I read it the way Joey did. He said he didn't hear the Smart car but from what he heard from others, it wasn't too shabby. I'm not here to argue with anyone. I just know that Mrs. Papasin was offended by his comment and I don't think she needs to be. Probably just read it wrong but I don't think he meant anything negative by it at all.


----------



## GLN305

[email protected] said:


> I don't want to step in the middle of something I don't know anything about, but I am a fixer and I see an issue.
> 
> Of the comments in this thread, taken for face value, I see no issues. Linda, I don't know if the highly guy said more stuff or not. What he said here, I thought was a compliment. To me it read like he was saying your car was pretty awesome and scoring well over 60 pts was a given.
> 
> I know you guys have had some long, hot days, so I wanted to give an outside perspective on what was said.
> 
> If there was more I don't know about, then my assessment could be off. But from just what was said in the thread, that is how I saw it.




I started to post and stopped myself a few times because I read Todd's post and interpreted it the same way you did. He said his car scored low 60's...which it deserved in his opinion and the Smart was in the higher 60's and everyone agreed it was at least that good if not better.


----------



## Golden Ear

Sub'd. Y'all know why


----------



## thehatedguy

I took Todd's post to say what JOey said too.

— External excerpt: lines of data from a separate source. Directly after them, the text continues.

PR #527, opened 2025-10-08
afc: remove channel from shm when label is revoked

gknopf-aranya:
Remove AFC channels from shared-memory when the corresponding label ID is revoked.

Blocked by:
- https://github.com/aranya-project/aranya-core/issues/429
- https://github.com/aranya-project/aranya-core/issues/434

### DIFF
--- a/crates/aranya-daemon/src/api.rs
+++ b/crates/aranya-daemon/src/api.rs
@@ -222,22 +222,16 @@ impl EffectHandler {
                 TeamCreated(_team_created) => {}
                 TeamTerminated(_team_terminated) => {
                     #[cfg(feature = "afc")]
-                    {
-                        self.afc.delete_channels().await?;
-                        continue;
-                    }
-
-                    #[cfg(not(feature = "afc"))]
-                    tracing::warn!(effect = ?_team_terminated, "received TeamTerminated effect");
+                    self.afc.delete_channels().await?;
                 }
                 MemberAdded(_member_added) => {}
-                MemberRemoved(member_removed) => {
+                MemberRemoved(_member_removed) => {
                     #[cfg(feature = "afc")]
                     {
-                        if self.device_id == member_removed.device_id.into() {
+                        if self.device_id == _member_removed.device_id.into() {
                             self.afc.delete_channels().await?;
                         } else {
-                            let peer_id = Some(member_removed.device_id.into());
+                            let peer_id = Some(_member_removed.device_id.into());
                             self.afc
                                 .remove_if(RemoveIfParams {
                                     peer_id,
@@ -245,11 +239,7 @@ impl EffectHandler {
                                 })
                                 .await?;
                         }
-                        continue;
                     }
-
-                    #[cfg(not(feature = "afc"))]
-                    tracing::warn!(effect = ?member_removed, "received MemberRemoved effect");
                 }
                 OwnerAssigned(_owner_assigned) => {}
                 AdminAssigned(_admin_assigned) => {}
@@ -258,29 +248,23 @@ impl EffectHandler {
                 AdminRevoked(_admin_revoked) => {}
                 OperatorRevoked(_operator_revoked) => {}
                 LabelCreated(_) => {}
-                LabelDeleted(label_deleted) => {
+                LabelDeleted(_label_deleted) => {
                     #[cfg(feature = "afc")]
-                    {
-                        self.afc
-                            .remove_if(RemoveIfParams {
-                                label_id: Some(label_deleted.label_id.into()),
-                                ..Default::default()
-                            })
-                            .await?;
-                        continue;
-                    }
-
-                    #[cfg(not(feature = "afc"))]
-                    tracing::warn!(effect = ?label_deleted, "received LabelDeleted effect");
+                    self.afc
+                        .remove_if(RemoveIfParams {
+                            label_id: Some(_label_deleted.label_id.into()),
+                            ..Default::default()
+                        })
+                        .await?;
                 }
                 LabelAssigned(_) => {}
-                LabelRevoked(label_revoked) => {
+                LabelRevoked(_label_revoked) => {
                     #[cfg(feature = "afc")]
                     {
-                        let label_id = Some(label_revoked.label_id.into());
+                        let label_id = Some(_label_revoked.label_id.into());
                         let mut peer_id = None;
-                        if self.device_id != label_revoked.device_id.into() {
-                            peer_id = Some(label_revoked.device_id.into());
+                        if self.device_id != _label_revoked.device_id.into() {
+                            peer_id = Some(_label_revoked.device_id.into());
                         };
                         self.afc
                             .remove_if(RemoveIfParams {
@@ -289,11 +273,7 @@ impl EffectHandler {
                                 ..Default::default()
                             })
                             .await?;
-                        continue;
                     }
-
-                    #[cfg(not(feature = "afc"))]
-                    tracing::warn!(effect = ?label_revoked, "received LabelRevoked effect");
                 }
                 QueriedLabel(_) => {}
                 AfcUniChannelCreated(_) => {}


crates/aranya-daemon/src/afc.rs
```diff
@@ -293,6 +293,15 @@ where
             .map_err(|err| anyhow!("unable to remove AFC channel: {err}"))
     }
 
+    pub(crate) async fn label_revoked(&self, label_id: LabelId) -> Result<()> {
+        let shm = self.shm.lock().await;
+
+        // TODO: aranya-core/issues/429
```
gknopf-aranya: Blocked by adding the `label_id` parameter in:
https://github.com/aranya-project/aranya-core/issues/429

crates/aranya-daemon/src/api.rs
```diff
@@ -236,9 +244,24 @@ impl EffectHandler {
...
+                    #[cfg(feature = "afc")]
+                    self.afc
+                        .label_deleted(label_deleted.label_id.into())
+                        .await?;
+                    tracing::warn!(effect = ?label_deleted, "received LabelDeleted effect");
+                }
                 LabelAssigned(_) => {}
-                LabelRevoked(_) => {}
+                LabelRevoked(label_revoked) => {
+                    // TODO: delete AFC channel if label is revoked from peer.
```
gknopf-aranya: @djohnson-spideroak, @jdygert-spok do we plan to handle the case of deleting a channel when a label is revoked from a peer? I'm not sure how we would accomplish this currently because the daemon doesn't keep track of peer device IDs and we can't look that up from the share memory.

jdygert-spok: Seems like we need to track it in either the daemon or shm

gknopf-aranya: The shm seems like the right place for this because that will ensure the peer device IDs have the same lifecycle as the channels in the shm. That being said, I think we could more easily prototype a solution that keeps track of peer device IDs in memory in the daemon for this.

What if a device has an AFC channel with 2 different peers using the same label?
If we detect that one of the peer's label was revoked, we only want to delete the channel with that peer and not all channels with that label.
`remove_if(channel_id, label_id)` wouldn't support this operation unless it became `remove_if(channel_id, label_id, peer_id)`.
So that may force us to put the peer's device ID in the shm for the delete operation.

jdygert-spok: You could keep a `Map<(Peer, Label), ChannelId>`, then when you see `effect Unassigned { device, label }` you can get the channel ID and just call `AranyaState::remove`.

It is probably simpler to keep it in the shm, I like keeping the amount of state that needs to be kept in sync between components low.

gknopf-aranya: It seems like we continue adding more info to the shm to delete on. May be worth considering generalizing the `remove_if()` param so new fields can be added in the future.
https://github.com/aranya-project/aranya-core/pull/428#discussion_r2414965810

gknopf-aranya: @jdygert-spok, @ssweetney-spok here's an issue to add the peer's id to the shm:
https://github.com/aranya-project/aranya-core/issues/434

gknopf-aranya: Starting to integrate with the WIP PR with these aranya-core changes.

gknopf-aranya: Verified that open/seal no longer work for either peer after revoking a label from one peer

crates/aranya-daemon/src/afc.rs
gknopf-aranya: Resolved

Cargo.lock
ssweetney-spok, line 1: The latest commit hash is [`f304ad232d263978aa46da2098e3fc3eb1290037`](https://github.com/aranya-project/aranya-core/pull/432/commits/f304ad232d263978aa46da2098e3fc3eb1290037), which includes the `RemoveIfParams` change

gknopf-aranya: Pulled in that commit. Looks like you'll need to resolve merge conflicts with `main` for me to be able to test with it:
```
error[E0432]: unresolved import `aranya_id::BaseId`
  --> crates/aranya-daemon-api/src/service/aqc.rs:13:28
   |
13 | use aranya_id::{custom_id, BaseId};
   |                            ^^^^^^ no `BaseId` in the root
```

ssweetney-spok: Oh, that PR is already merged now. You should be able to use the main branch instead of "429-remove_if"

crates/aranya-daemon/src/api.rs
```diff
@@ -236,9 +244,30 @@ impl EffectHandler {
                 AdminRevoked(_admin_revoked) => {}
                 OperatorRevoked(_operator_revoked) => {}
                 LabelCreated(_) => {}
-                LabelDeleted(_) => {}
+                LabelDeleted(label_deleted) => {
+                    #[cfg(feature = "afc")]
+                    self.afc
+                        .label_deleted(label_deleted.label_id.into())
+                        .await?;
+                    tracing::warn!(effect = ?label_deleted, "received LabelDeleted effect");
```
ssweetney-spok: Do we want this to be `warn` instead of `trace`?

crates/aranya-daemon/src/policy.md
ssweetney-spok, line 1: The changes are small but will this cause a merge conflict for the custom roles PR?

crates/aranya-daemon/src/api.rs
```diff
@@ -236,9 +244,30 @@ impl EffectHandler {
...
+                            .label_deleted(label_revoked.label_id.into())
+                            .await?;
+                    } else {
+                        self.afc
+                            .label_revoked(
+                                label_revoked.label_id.into(),
+                                label_revoked.device_id.into(),
+                            )
+                            .await?;
+                    }
```
ssweetney-spok: Calling `Afc::label_deleted` in the branch for handling the `LabelRevoked` effect looked confusing at first glance.

There isn't much difference between `Afc::label_deleted` and `Afc::label_revoked` so they could be combined into a single function

crates/aranya-daemon/src/policy.md
gknopf-aranya: Yes, almost any change to the policy will cause a merge conflict with the custom roles PR. It should be easy to resolve though. cc: @chip-so

chip-so: Yeah this should be easy enough to handle. There are two kinds of "label revoked" in the custom roles policy, one for revoking from roles, and one for revoking from devices (which I think is what's happening here). I assume we want this change in both?

gknopf-aranya: We'll likely need to update the channel deletion implementation after custom roles is added. I assume we'll want to delete the corresponding channels when a label is revoked from a role.

crates/aranya-daemon/src/api.rs
gknopf-aranya: I'm implementing a more generalized way to delete channels based on optional parameters to a single `remove_if()` method.

crates/aranya-daemon/src/policy.md
gknopf-aranya: Unless we put the role itself in the shm (which I don't think we should do because the role may change later), we'll likely end up querying for a list of devices that have the role from which the label was revoked, then delete all channels corresponding to those devices from the shm.

gknopf-aranya: @jdygert-spok, @djohnson-spideroak looping you in on this discussion

jdygert-spok: Querying for affected `(DeviceId, LabelId)` pairs and then deleting those seems like a natural approach.

These are the possible triggers for channel removal that I can think of (after custom roles).

1. Role loses label
2. Role loses afc perm
3. User loses role
4. Role is deleted
5. User loses label
6. Label is deleted

It's also worth noting that these could all also happen in the recall of the inverse operation (e.g. for 6 if `CreateLabel` is recalled because the author lost permission to create labels "at the same time" so it gets braided before).

I'm rather wary of how complicated it seems to be getting...

gknopf-aranya: Agreed, it seems far too easy for the policy and the channel deletion implementation to get out of sync with this much complexity.

gknopf-aranya: Perhaps we should periodically query the shm for a list of channels, then pass the info for those channels into a policy query that returns whether the channels are valid. This would allow channel deletion to be more closely tied to the policy rather than relying on a complex channel deletion implementation in the daemon.

gknopf-aranya: We have the ability to return several effects from a single query (via `map`), but we don't currently have an elegant way to pass a vector of elements as input to a query action.

gknopf-aranya: An alternative would be to emit `ChannelDeleted` effects alongside any effects that could result in the deletion of a channel. This would avoid the need to query/poll the factdb to see which channels are valid.

gknopf-aranya: I'll open a new issue for this since this is out-of-scope of the current channel deletion implementation with the existing AFC policy.

gknopf-aranya: Resolving this discussion in favor of a new issue:
https://github.com/aranya-project/aranya/issues/533

crates/aranya-daemon/src/api.rs
```diff
@@ -226,19 +234,65 @@ impl EffectHandler {
             trace!(?effect, "handling effect");
             match effect {
                 TeamCreated(_team_created) => {}
-                TeamTerminated(_team_terminated) => {}
+                TeamTerminated(team_terminated) => {
+                    #[cfg(feature = "afc")]
+                    self.afc.delete_channels().await?;
+                    tracing::trace!(effect = ?team_terminated, "received TeamTerminated effect");
```
jdygert-spok: These traces don't add anything, we have `trace!(?effect, "handling effect");` above.

gknopf-aranya: They prevent an `unused` warning if the `afc` feature isn't enabled

crates/aranya-daemon/src/afc.rs
```diff
@@ -185,6 +194,45 @@ where
...
+                        return false;
+                    }
+                }
+                if let Some(peer_id) = params.peer_id {
+                    if chan_params.peer_id != peer_id {
+                        return false;
+                    }
+                }
+                true
+            })
```
jdygert-spok:
```suggestion
            .remove_if(|chan| {
                params.channel_id.is_none_or(|id| chan.channel_id == id)
                    && params.label_id.is_none_or(|id| chan.label_id == id)
                    && params.peer_id.is_none_or(|id| chan.peer_id == id)
            })
```

crates/aranya-daemon/src/afc.rs
```diff
@@ -185,6 +194,45 @@ where
...
+    pub(crate) async fn delete_channels(&self) -> Result<()>
+    where
+        E: Engine<CS = C>,
+    {
+        self.shm
+            .lock()
+            .await
+            .write
+            .remove_all()
+            .map_err(|err| anyhow!("unable to remove AFC channels: {err}"))
```
jdygert-spok: These should each just use context, noticed there's some existing ones.

```suggestion
            .context("unable to remove AFC channels")
```

crates/aranya-client/Cargo.toml
```diff
@@ -53,6 +53,7 @@ tracing = { workspace = true }
 
 [dev-dependencies]
 aranya-daemon = { path = "../aranya-daemon", features = ["aqc", "afc", "experimental", "preview"] }
+spideroak-base58 = { workspace = true }
```
jdygert-spok, line 50: Oh, this is only used in tests so we can remove the one under regular dependencies.

crates/aranya-daemon/src/afc.rs
gknopf-aranya: I had a feeling there would be a simpler way to write this part

djohnson-spideroak (dismissed):

crates/aranya-daemon/src/api.rs
jdygert-spok: I'd prefer to have them `warn` when unhandled like the aqc effects.

crates/aranya-daemon/src/afc.rs
```diff
@@ -191,7 +202,33 @@ where
...
+        self.shm
+            .lock()
+            .await
+            .write
+            .remove_all()
+            .context("unable to remove AFC channels")
+    }
+
+    /// Remove channels matching criteria.
+    pub(crate) async fn remove_if(&self, params: RemoveIfParams) -> Result<()> {
```
djohnson-spideroak, line 222: Does it need to match all criteria or just one?

gknopf-aranya: In order for a channel to be deleted, it must match all criteria set to `Some` in `RemoveIfParams`

djohnson-spideroak (dismissed):

crates/aranya-daemon/src/api.rs
jdygert-spok: My bad, I just realized none of these effects are actually gated behind the afc feature, so it shouldn't be a warning when they are unhandled. We can instead either keep them named starting with a `_`, or have e.g. `_ = team_terminated` at the end to explicitly ignore them.

gknopf-aranya: I underscored the effects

I read that Todd said he car wasn't done and was off...and the other car was easily better than his. No insulting or bashing of anyone's car.

But maybe it's me being a southerner and tongue-in-cheek.


----------



## claydo

Mrs. Papasin, I don't believe there has been any slight to your car. Todd posted that he didn't believe he was in your class that day, saying he had a solid mid 60s car, and yours, being liked by others, was obviously much better than his.........Therefore, he took a jab at his car agreeing that you ran uncontested. This is the way it read to me......



Oh...and in for pics!


----------



## MrsPapasin

highly said:


> Nail on the head with that one. I had my car there with a 1 hour tune after a massive reconstruction project. I'd score it a solid mid-60s. The MECA judges mostly agreed with that assessment. Now I didn't hear the Smart, but from what I'm to understand it's not too shabby. One would think it easily above a mid 60s score... so by that I'd tend towards Howard's sentiment of it running uncontested.



Hmm ok I guess saying, "I'd tend towards Howard's sentiment of it running uncontested" is not at all demeaning towards our accomplishments for that day. As a competitor I believe we make a choice whether we compete with a refined complete build or a build in progress. And as such we take responsibility and care to be good sportsmen on whether we win or lose because of it. Win or lose, I was quite honored to be able to compete with Todd this Saturday. I was very excited about the opportunity. Maybe it's just because I don't know Todd and if I did that I would understand that comment as a compliment. Right now though I don't see how that is a compliment and the good will feeling is simply gone for me unfortunately.  In all honesty though, I wish you Todd the best of luck and hope to someday again try competing against each other again as I think perhaps we got off on the wrong foot.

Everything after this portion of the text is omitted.